» **Required action**
Set down exactly the lines of the listing below, please, beginning with the first and ending with the line that holds "I've tried to".

» **Record set**
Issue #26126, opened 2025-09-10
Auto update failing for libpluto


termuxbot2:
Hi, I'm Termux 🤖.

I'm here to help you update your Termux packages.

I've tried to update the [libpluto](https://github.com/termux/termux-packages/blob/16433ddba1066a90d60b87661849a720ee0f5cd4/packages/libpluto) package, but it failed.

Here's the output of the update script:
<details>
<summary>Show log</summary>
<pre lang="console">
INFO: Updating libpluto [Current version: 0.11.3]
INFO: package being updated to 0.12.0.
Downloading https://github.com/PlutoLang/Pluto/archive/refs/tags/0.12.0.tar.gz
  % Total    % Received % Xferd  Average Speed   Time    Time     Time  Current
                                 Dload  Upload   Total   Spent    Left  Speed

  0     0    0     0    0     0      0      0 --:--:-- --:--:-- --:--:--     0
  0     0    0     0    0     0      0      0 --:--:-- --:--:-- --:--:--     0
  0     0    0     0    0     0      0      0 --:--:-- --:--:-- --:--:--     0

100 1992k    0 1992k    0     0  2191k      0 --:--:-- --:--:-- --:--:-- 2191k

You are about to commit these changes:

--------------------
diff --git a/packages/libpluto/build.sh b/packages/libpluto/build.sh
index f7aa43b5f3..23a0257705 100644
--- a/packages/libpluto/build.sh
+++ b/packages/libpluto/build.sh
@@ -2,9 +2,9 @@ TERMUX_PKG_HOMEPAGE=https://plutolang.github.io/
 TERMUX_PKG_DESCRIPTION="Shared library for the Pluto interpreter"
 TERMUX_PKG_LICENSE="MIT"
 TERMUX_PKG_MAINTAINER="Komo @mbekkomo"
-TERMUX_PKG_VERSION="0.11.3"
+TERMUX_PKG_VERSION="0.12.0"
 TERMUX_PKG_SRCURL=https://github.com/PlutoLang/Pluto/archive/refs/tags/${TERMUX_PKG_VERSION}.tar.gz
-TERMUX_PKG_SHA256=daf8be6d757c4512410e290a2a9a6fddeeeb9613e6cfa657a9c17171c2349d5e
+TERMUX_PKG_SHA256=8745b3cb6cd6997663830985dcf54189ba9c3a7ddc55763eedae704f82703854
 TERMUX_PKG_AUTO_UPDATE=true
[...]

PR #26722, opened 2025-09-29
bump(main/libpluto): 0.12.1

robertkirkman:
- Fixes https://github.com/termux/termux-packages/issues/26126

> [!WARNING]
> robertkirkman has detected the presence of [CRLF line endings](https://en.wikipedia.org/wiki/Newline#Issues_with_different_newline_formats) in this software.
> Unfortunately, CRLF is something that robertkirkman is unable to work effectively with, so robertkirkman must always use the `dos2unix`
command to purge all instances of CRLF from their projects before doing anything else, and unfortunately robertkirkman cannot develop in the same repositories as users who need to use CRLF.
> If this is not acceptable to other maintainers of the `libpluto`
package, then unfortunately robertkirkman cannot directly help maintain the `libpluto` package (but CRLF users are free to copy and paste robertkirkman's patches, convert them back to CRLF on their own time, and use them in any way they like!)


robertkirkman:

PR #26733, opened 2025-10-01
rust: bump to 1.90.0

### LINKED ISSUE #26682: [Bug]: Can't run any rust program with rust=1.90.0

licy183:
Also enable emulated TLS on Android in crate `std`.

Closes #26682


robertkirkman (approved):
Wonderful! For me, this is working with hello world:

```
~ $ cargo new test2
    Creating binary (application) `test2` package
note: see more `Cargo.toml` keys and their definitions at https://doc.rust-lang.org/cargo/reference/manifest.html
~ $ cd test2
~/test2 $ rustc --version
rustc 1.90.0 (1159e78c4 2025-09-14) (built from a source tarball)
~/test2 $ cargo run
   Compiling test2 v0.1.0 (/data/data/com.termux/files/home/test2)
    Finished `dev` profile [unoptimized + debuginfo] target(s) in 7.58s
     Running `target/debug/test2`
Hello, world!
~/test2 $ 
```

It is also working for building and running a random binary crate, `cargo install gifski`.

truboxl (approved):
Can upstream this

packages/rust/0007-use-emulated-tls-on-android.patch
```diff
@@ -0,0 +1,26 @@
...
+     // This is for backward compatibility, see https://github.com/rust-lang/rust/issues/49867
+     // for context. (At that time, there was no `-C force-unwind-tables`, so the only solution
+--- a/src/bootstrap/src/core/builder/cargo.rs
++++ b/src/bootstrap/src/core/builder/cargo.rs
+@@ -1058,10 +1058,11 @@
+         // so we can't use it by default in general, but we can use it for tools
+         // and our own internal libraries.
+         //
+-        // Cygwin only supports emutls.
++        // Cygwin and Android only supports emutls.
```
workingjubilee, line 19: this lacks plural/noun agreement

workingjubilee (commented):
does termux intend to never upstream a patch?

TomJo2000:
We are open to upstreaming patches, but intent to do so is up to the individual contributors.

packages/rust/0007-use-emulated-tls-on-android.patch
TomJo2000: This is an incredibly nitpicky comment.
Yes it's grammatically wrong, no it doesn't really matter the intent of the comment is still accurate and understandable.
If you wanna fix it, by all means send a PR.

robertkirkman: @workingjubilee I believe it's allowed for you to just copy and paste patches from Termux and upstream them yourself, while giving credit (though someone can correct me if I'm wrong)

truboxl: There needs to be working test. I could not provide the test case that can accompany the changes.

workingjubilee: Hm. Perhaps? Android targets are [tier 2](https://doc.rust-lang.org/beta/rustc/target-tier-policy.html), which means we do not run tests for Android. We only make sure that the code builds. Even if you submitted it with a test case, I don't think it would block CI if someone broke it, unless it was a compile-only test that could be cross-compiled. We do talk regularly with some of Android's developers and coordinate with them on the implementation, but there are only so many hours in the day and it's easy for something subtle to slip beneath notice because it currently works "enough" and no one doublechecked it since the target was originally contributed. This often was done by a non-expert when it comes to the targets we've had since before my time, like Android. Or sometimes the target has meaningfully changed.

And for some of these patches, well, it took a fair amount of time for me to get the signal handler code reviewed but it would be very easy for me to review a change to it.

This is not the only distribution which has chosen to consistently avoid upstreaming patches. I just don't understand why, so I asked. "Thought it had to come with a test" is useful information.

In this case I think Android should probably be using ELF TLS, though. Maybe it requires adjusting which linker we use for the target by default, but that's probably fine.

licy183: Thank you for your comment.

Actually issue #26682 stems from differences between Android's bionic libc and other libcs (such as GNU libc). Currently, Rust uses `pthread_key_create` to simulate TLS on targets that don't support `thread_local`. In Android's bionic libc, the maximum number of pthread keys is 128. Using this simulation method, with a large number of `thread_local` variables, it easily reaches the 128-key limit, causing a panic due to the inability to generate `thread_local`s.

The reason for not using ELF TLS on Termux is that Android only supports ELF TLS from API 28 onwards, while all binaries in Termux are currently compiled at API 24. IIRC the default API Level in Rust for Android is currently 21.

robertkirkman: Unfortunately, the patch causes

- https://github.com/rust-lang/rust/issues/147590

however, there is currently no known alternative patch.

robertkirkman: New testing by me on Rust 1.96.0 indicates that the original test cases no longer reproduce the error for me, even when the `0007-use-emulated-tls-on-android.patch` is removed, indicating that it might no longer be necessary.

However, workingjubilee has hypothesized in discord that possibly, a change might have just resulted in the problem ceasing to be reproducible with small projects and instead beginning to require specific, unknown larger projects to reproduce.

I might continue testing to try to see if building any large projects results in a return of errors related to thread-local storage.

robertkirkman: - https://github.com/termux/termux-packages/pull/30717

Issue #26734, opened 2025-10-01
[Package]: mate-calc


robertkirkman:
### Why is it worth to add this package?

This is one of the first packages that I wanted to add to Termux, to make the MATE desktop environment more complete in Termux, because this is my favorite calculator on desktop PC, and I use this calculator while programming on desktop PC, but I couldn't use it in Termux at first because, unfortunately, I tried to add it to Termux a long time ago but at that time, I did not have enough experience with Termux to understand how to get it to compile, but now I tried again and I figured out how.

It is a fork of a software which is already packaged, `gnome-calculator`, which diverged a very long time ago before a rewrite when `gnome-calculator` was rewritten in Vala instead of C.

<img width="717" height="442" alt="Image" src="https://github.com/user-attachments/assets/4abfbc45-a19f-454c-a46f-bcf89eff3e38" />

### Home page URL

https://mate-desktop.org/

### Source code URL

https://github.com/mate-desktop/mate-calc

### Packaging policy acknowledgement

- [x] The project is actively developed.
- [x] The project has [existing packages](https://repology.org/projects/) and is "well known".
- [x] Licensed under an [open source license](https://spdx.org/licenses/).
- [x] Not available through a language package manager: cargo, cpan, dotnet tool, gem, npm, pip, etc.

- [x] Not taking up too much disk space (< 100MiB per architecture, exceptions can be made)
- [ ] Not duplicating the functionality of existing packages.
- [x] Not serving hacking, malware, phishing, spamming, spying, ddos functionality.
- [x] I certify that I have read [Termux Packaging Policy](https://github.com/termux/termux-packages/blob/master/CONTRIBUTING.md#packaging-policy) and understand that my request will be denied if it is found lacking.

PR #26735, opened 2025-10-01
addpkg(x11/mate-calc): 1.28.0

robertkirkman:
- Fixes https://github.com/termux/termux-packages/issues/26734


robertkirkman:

» **Output of the exercise**
Issue #26126, opened 2025-09-10
Auto update failing for libpluto


termuxbot2:
Hi, I'm Termux 🤖.

I'm here to help you update your Termux packages.

I've tried to update the [libpluto](https://github.com/termux/termux-packages/blob/16433ddba1066a90d60b87661849a720ee0f5cd4/packages/libpluto) package, but it failed.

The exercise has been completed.